Massifier le mouvement

La journée du 10 septembre a montré un décalage entre les AG (malgré la forte participation) et le nombre en manif (rapport de 1 à 10 ou 20 !). L’ouverture du mouvement à la diversité des personnes mobilisées (plus largement que les milieux de militantEs de gauche) sera aussi une des conditions de son amplification, avec le risque que les AG ne regroupent que la frange « radicale » de la mobilisation. En ce sens,  les cadres d’auto-organisations seront clés pour cette massification. Ce qui impose de changer d’échelle. Décentraliser/fédéraliser ces cadres signifie tester pour trouver les cadres adéquats: quartier ? boîtes ? facs ? Nous devons nous assurer que les AG s’ouvrent à la diversité du mouvement en devenant des AG fédérant des comités de lutte, qu’ils soient des comités « 10 septembre », par secteurs d'emploi, par boite, des comités de grève, etc. L’ancrage territorial a été structurant pour les GJ, c’est une source d’inspiration. Cette massification est cruciale pour donner confiance aux secteurs du mouvement qui sont en mesure de mener une grève active. Nous devons soutenir la mobilisation de celles et ceux qui se sont moins mobiliséEs hier, notamment les personnes racisées des quartiers populaires, qui sont en premières lignes des attaques sociales et de la répression. Associer les collectifs de quartiers et antiracistes, être clair sur des mots d’ordres antiracistes, antifascistes et contre l’extrême droite, porter des revendications sur la question des violences policières, des services publics, du logement, de la liberté de circulation peuvent permettre d’élargir le mouvement à l’ensemble de notre classe. Cela passe aussi par avoir le soucis constant de l’inclusivité du mouvement, les zones d’occupation féministe ou les zones antiracistes sont des exemples d’espaces à même de permettre d’élaborer tous et toutes ensemble, sur des mots d’ordres qui émanent des premiers et premières concernées. 

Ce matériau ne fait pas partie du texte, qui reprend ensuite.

PR #442, opened 2022-10-23
Add a sigma vertical coordinate to ocean framework

xylar:
This merge also adds ISOMIP+ test cases that demonstrate the usage of the coordinate.

In the process, a small bug was found in the ISOMIP+ visualization in which the colormap bounds were incorrectly including zero even for fields (like salinity) where this is not appropriate.  This has also been fixed here for convenience.

### DIFF
--- a/compass/ocean/tests/isomip_plus/__init__.py
+++ b/compass/ocean/tests/isomip_plus/__init__.py
@@ -21,10 +21,13 @@ class IsomipPlus(TestGroup):
                         OceanTest(test_group=self, resolution=resolution,
                                   experiment=experiment,
                                   vertical_coordinate=vertical_coordinate))
-            for experiment in ['Ocean0']:
-                for vertical_coordinate in ['z-star']:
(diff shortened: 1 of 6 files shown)


xylar:
## Testing

I ran the `performance` and then 1 month of the `simulation` step in the `2km/sigma/Ocean0` test case.

The results look as expected, e.g. here is a cross section of potential temperature:
sectionTemp_0001

And here is the overturning streamfunction:
osf_0001

xylar:
@cbegeman, this is ready for you to review.  I think all you need to do is describe the testing you've already done (since I believe you are already using this coordinate and the sigma versions of the ISOMIP+ test cases).

cbegeman (approved):
Approving based on testing on chrys with intel-mpi. I ran both the included 10-layer sigma `Ocean0` case and a 3-layer sigma `time_varying_Ocean0` case.

xylar:
Thanks for the review, @cbegeman!

PR #443, opened 2022-10-24
Switch from 2- to 4-digit year in global ocean

xylar:
In the date stamp in output files and metadata, it is significantly less ambiguous to have a 4-digit year.


xylar:
## Testing

I tested both `files_for_e3sm` and `make_diagnostics_files` on the QU240 mesh on my Linux laptop.  Both produced 4-digit years in all date stamps.

PR #447, opened 2022-10-31
Add more projection grids to diagnostics_files

xylar:
MPAS-Analysis now supports 5 more projection comparison grids, and we want to generate the associated mapping files for each new MPAS-Ocean and -Seaice mesh.

For now, 2 functions have largely been copied from MPAS-Analysis. In the near future, it would be best to handle these in a better way.


xylar:
## Testing

I uses this to generate mapping files for 5 new projection grid for 4 E3SM v2 meshes.  These have been added to the public `diagnostics` directory on LCRC and will be synced to other machines along with other diagnostics data as part of installing the next test version of E3SM-Unified.

PR #451, opened 2022-11-06
Bugfix for dam break tests

cbegeman:
In order to avoid crashes of the dam break test case, tracers need to be initialized  (currently handled in init mode and fixed here https://github.com/E3SM-Ocean-Discussion/E3SM/pull/33), and those tracers also need to be stored in the initial state stream (fixed here). 

Related changes also included here are (1) adding the validation step to the test case and (2) disabling tracer tendencies, which are not needed in this test case.

### DIFF
--- a/compass/ocean/tests/dam_break/default/__init__.py
+++ b/compass/ocean/tests/dam_break/default/__init__.py
@@ -3,6 +3,7 @@ from compass.testcase import TestCase
 from compass.ocean.tests.dam_break.initial_state import InitialState
 from compass.ocean.tests.dam_break.forward import Forward
 from compass.ocean.tests.dam_break.viz import Viz
+from compass.validate import compare_variables
 
 
 class Default(TestCase):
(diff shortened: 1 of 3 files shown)


cbegeman:
Note: The results of this test case are not BFB with master prior to https://github.com/E3SM-Project/E3SM/pull/5154, but the general behavior with respect the the SSH field is unchanged.

sbrus89 (approved):
Approved based on testing this on Compy in conjunction with https://github.com/E3SM-Project/E3SM/pull/5279. Thanks @cbegeman. Sorry again for the delay on this.

xylar (approved):
This looks great to me! I tested along with https://github.com/E3SM-Project/E3SM/pull/5279 on Chrysalis with Intel and Intel-MPI.  I tested both 40 and 120 cm cases.

I tested the validation as well (by rerunning the test and comparing with the previous run) and that also worked as expected.

xylar:
I will merge this as soon as https://github.com/E3SM-Project/E3SM/pull/5279 has been merged and we update the `E3SM-Project` submodule to include that update.

xylar:
Thanks @cbegeman!!!

PR #452, opened 2022-11-08
Port merry-go-round test group from legacy

cbegeman:
This PR ports the merry-go-round test group from legacy. The legacy test group was developed by @scalandr https://github.com/MPAS-Dev/compass/pull/108. The original test case is here named `convergence_test` and I added a `default` test that is just the lowest resolution forward run from the `convergence_test`. 

The initial state was found to have only machine-precision level differences from the legacy version, and it also shows the same convergence behavior when compared with legacy using the same MPAS-Ocean code base. 

The main differences between this implementation and that in legacy are
- using `init_vertical_coord` rather than hard-coding the vertical coordinate
- using matrix operations in `initial_state` to speed up computations
- minor tweaks to visualizations in `viz` and `analysis` steps


cbegeman:
Old analysis plot:
image
New analysis plot: 
image

cbegeman:
Old viz plot:
image
New viz plot: 
image

cbegeman:
@scalandr The porting process went really smoothly! 

Could you give [initial_state](https://github.com/MPAS-Dev/compass/blob/f739bb548ca42f87a66d8227b90c71210733db0a/compass/ocean/tests/merry_go_round/initial_state.py) a look? I removed your density initialization because it did not appear to be necessary. 

Other than that, feel free to review or test with whatever rigor you prefer and have time for.

cbegeman:
@mark-petersen Pinging you on this, since you reviewed the legacy version, if you want to take a look.

cbegeman:
@scalandr Thanks for catching that! I renamed the config options and missed that one.

mark-petersen (approved):
Beautiful! Thank you @cbegeman. I tested successfully on badger:
<details>
<summary> report: </summary> <p>


```
compass list |grep merry
 213: ocean/merry_go_round/default
 214: ocean/merry_go_round/convergence_test
(dev_compass_1.2.0-alpha.1) compass setup -p /usr/projects/climate/mpeterse/repos/E3SM/master/components/mpas-ocean -w $n/221115_merry -n 213 214
Setting up test cases:
  ocean/merry_go_round/default
  ocean/merry_go_round/convergence_test
target cores: 4
minimum cores: 4

salloc -N 1 -t 2:0:0 --qos=debug --reservation=debug --account=t22_ocean_time_step

cr
ocean/merry_go_round/default
compass calling: compass.ocean.tests.merry_go_round.default.Default.run()
  in /turquoise/usr/projects/climate/mpeterse/repos/compass/master/compass/testcase.py

compass calling: compass.run.serial._run_test()
  in /turquoise/usr/projects/climate/mpeterse/repos/compass/master/compass/run/serial.py

Running steps: initial_state_5m, forward_5m, viz_5m
  * step: initial_state_5m
  * step: forward_5m
  * step: viz_5m

compass calling: compass.ocean.tests.merry_go_round.default.Default.validate()
  in /turquoise/usr/projects/climate/mpeterse/repos/compass/master/compass/ocean/tests/merry_go_round/default/__init__.py

  test execution:      SUCCESS
  test runtime:        00:04
Test Runtimes:
00:04 PASS ocean_merry_go_round_default
Total runtime 00:05
ba440:g:default$ cd ../
convergence_test/ default/
ba440:g:default$ cd ../convergence_test/
ba440:g:convergence_test$ cr
ocean/merry_go_round/convergence_test
compass calling: compass.ocean.tests.merry_go_round.convergence_test.ConvergenceTest.run()
  in /turquoise/usr/projects/climate/mpeterse/repos/compass/master/compass/testcase.py

compass calling: compass.run.serial._run_test()
  in /turquoise/usr/projects/climate/mpeterse/repos/compass/master/compass/run/serial.py

Running steps: initial_state_1.25m, forward_1.25m, viz_1.25m, initial_state_2.5m, forward_2.5m, viz_2.5m, initial_state_5m, forward_5m, viz_5m, analysis
  * step: initial_state_1.25m
  * step: forward_1.25m
  * step: viz_1.25m
  * step: initial_state_2.5m
  * step: forward_2.5m
  * step: viz_2.5m
  * step: initial_state_5m
  * step: forward_5m
  * step: viz_5m
  * step: analysis

compass calling: compass.ocean.tests.merry_go_round.convergence_test.ConvergenceTest.validate()
  inherited from: compass.testcase.TestCase.validate()
  in /turquoise/usr/projects/climate/mpeterse/repos/compass/master/compass/testcase.py

  test execution:      SUCCESS
  test runtime:        01:07
Test Runtimes:
01:07 PASS ocean_merry_go_round_convergence_test
Total runtime 01:07
```
</details>
and the images were produced successfully. Thanks for your attention to detail on those images.

scalandr:
Hi @cbegeman, I checked initial_state and everything looks fine to me. I tested successfully on Anvil.
As you saw, the default advection types for this test case are
```
config_vert_tracer_adv_order=2
config_horiz_tracer_adv_order=2
config_monotonic=.false.
```
I was wondering if we have to test what happens with a third-order advection scheme or with monotonic on. This goes beyond the test case itself, but I wanted to ask for your opinion.

cbegeman:
@scalandr I'm glad you asked that question. It led me to realize that the namelist files do not have the updated namelist options so I fixed that here: https://github.com/MPAS-Dev/compass/pull/452/commits/72ac942c0c9b6c86378290070d451709c181003b. The results I showed earlier are with the monotonic scheme on.

Interestingly, when the monotonic scheme is on, the results are the same for 2nd and 3rd order. When the monotonic scheme is off, we get lower error overall. Changing the order of accuracy doesn't change the slope but does reduce the error:

**2nd order, monotonic**
image

**2nd order, non-monotonic**
image

**3rd order, non-monotonic**
image

scalandr:
Hi @cbegeman, from your plots is clear that monotonic has, as expected, an impact on the convergence rate. I re-did your plots and added an order 1 line, so that is even more clear that the global order of the model goes down to 1 if we move from a standard finite volume advection discretization to a monotonic one. This result is expected, but is nice to see it confirmed in this test. 

**monotonic advection:**
convergence_plot_monotonic

**non-monotonic advection:**
convergence_plot_standardFV

scalandr (approved):
Hi @cbegeman, I think it all looks great. 
I believe we should keep `config_flux_limiter = 'none'` as default exactly as it is right now. I am happy that this test case will be in the official compass list!

cbegeman:
@scalandr Thank you so much for your thorough review! In the spirit of code coverage, we might consider adding a version that is monotonic in addition to the non-monotonic test later on. But I'm happy to merge this PR with only the non-monotonic tests.

compass/ocean/tests/merry_go_round/forward.py
```diff
@@ -0,0 +1,79 @@
...
+    # no setup() is needed
+
+    def run(self):
+        """
+        Run this step of the test case
+        """
+        run_params = {'5m':    {'config_dt': '00:12:00'},
+                      '2.5m':  {'config_dt': '00:06:00'},
+                      '1.25m': {'config_dt': '00:03:00'}}
+        self.update_namelist_at_runtime(run_params[self.resolution])
```
xylar, line 78: Is there a reason to do this at runtime?  If so, it isn't immediately clear to me.  I would do this in the constructor with `self.add_namelist_options()`.  That would mean a user could modify `config_dt` if they had some reason to and it wouldn't get overridden when they call `compass run`.  If a user could change the resolution at runtime, it would make sense to compute the corresponding `dt` at runtime (and that is the case for some of our test cases like `cosine_bell`).  But I think the resolution is chosen based on which test case you set up here.

compass/ocean/tests/merry_go_round/initial_state.py
```diff
@@ -0,0 +1,192 @@
...
+        cell2 = ds.cellsOnEdge[:, 1].values - 1
+        for iEdge in range(0, nEdges):
+            if ((cell1[iEdge] < 0.5*nCells and
+                 cell1[iEdge] > 0.25*nCells - 1) and
+                (cell2[iEdge] < 0.5*nCells and
+                 cell2[iEdge] > 0.25*nCells - 1)):
+                mask[iEdge] = True
+            elif (cell1[iEdge] > 0.75*nCells-1 and
+                  cell2[iEdge] > 0.75*nCells-1):
+                mask[iEdge] = True
```
xylar, line 162: This would be substantially more efficient if it used `numpy.logical_and` and `numpy.logical_or`.  It would also seems strange to use the cell index rather than a physical coordinate _(I think `xCell` in this case) to do this masking.  As it is, I don't entirely understand what this code is doing.

```suggestion
x1 = xCell[cell1]
x2 = xCell[cell2]
xQuarter = 0.75*xMin + 0.25*xMax
xThreeQuarters = 0.25*xMin + 0.75*xMax
mask = numpy.logical_or(
    numpy.logical_and(
        numpy.logical_and(x1 < xMid, x1 >= xQuarter),
        numpy.logical_and(x2 < xMid, x2 >= xQuarter)),
    numpy.logical_and(x1 > xThreeQuarters, 
                      x2 > xThreeQuarters)))
```

xylar (changes requested):
@cbegeman, wonderful work as always!  @scalandr, again I appreciate your work on the original test case!

I'm testing this now but based on looking through the code, there are a few changes it would be nice to have.

The only one I feel strongly about is the mask, which I don't think is very easy to follow with the current logic based on cell index.

xylar:
My actual runs of the code on Chrysalis with Intel and Intel-MPI went very smoothly.  The viz and analysis plots look great!

compass/ocean/tests/merry_go_round/forward.py
cbegeman: Addressed by https://github.com/MPAS-Dev/compass/pull/452/commits/5fda332b0f4ce20466de02d541d3c353d8a462fd

compass/ocean/tests/merry_go_round/convergence_test/analysis.py
```diff
@@ -0,0 +1,103 @@
...
+        The output file name
+
+    resolutions : list of str
+        The resolutions of the test case
+    """
+    plt.switch_backend('Agg')
+    fig = plt.gcf()
+    dt = [3, 6, 12]
+    order2 = [0.01, 0.04, 0.16]
+    operators = ['tracer1']
```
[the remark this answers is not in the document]
cbegeman: Addressed by https://github.com/MPAS-Dev/compass/pull/452/commits/fb1176e49f5a71e1ecde80c551d21e77100f9d6d

cbegeman:
@xylar Thanks for the suggestions! Ready for your re-review when you have a chance.

xylar (approved):
The updated code looks perfect to me!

Contribuer à l'élaboration d’une réponse revendicative et démocratique par le mouvement

La question du pouvoir est centrale dans l’origine du mouvement du 10 septembre et des mots d’ordres de la mobilisation d’hier. « Macron dégage ! » est d’autant plus d'actualité avec la nomination d’un 1er ministre issu de sa garde rapprochée. Mais des AG doivent aussi ressortir des revendications qui fassent de l’auto organisation de notre camp social l’organe démocratique qui porte la possibilité d’un changement de système, d’imposer le partage des richesses et d’en finir avec ce régime au service des capitalistes, et poser la perspective d’un gouvernement des travailleurs et travailleuses. Discuter de mesures d'urgence à imposer et des revendications telles que la question des retraites, chantier relancé par Lecornu, reste prégnante, tout comme celles des salaires, des services publics, du temps de travail, de l’égalité des droits et contre le militarisme. 

L’idée de cahiers revendicatifs évoqué dans certaines AGs permettrait de relier cadre d’auto-organisation, discussion sur les revendications et de pouvoir aborder plus concrètement la question d’une Assemblée constituante.

Travailler à l’unité de la gauche politique et sociale

Ces revendications doivent aussi permettre de peser vers la construction d’une unité politique de notre camp social, de la gauche sociale et politique et d’échapper au jeu institutionnel du règlement de la crise par les élections. Les AG ne doivent pas simplement servir de point d’appui, elles doivent être centrales dans la construction du mouvement. Nous pouvons contribuer à organiser cette unification sociale et politique dans des cadres unitaires et des initiatives en soutien à la mobilisation sur la base de ses revendications.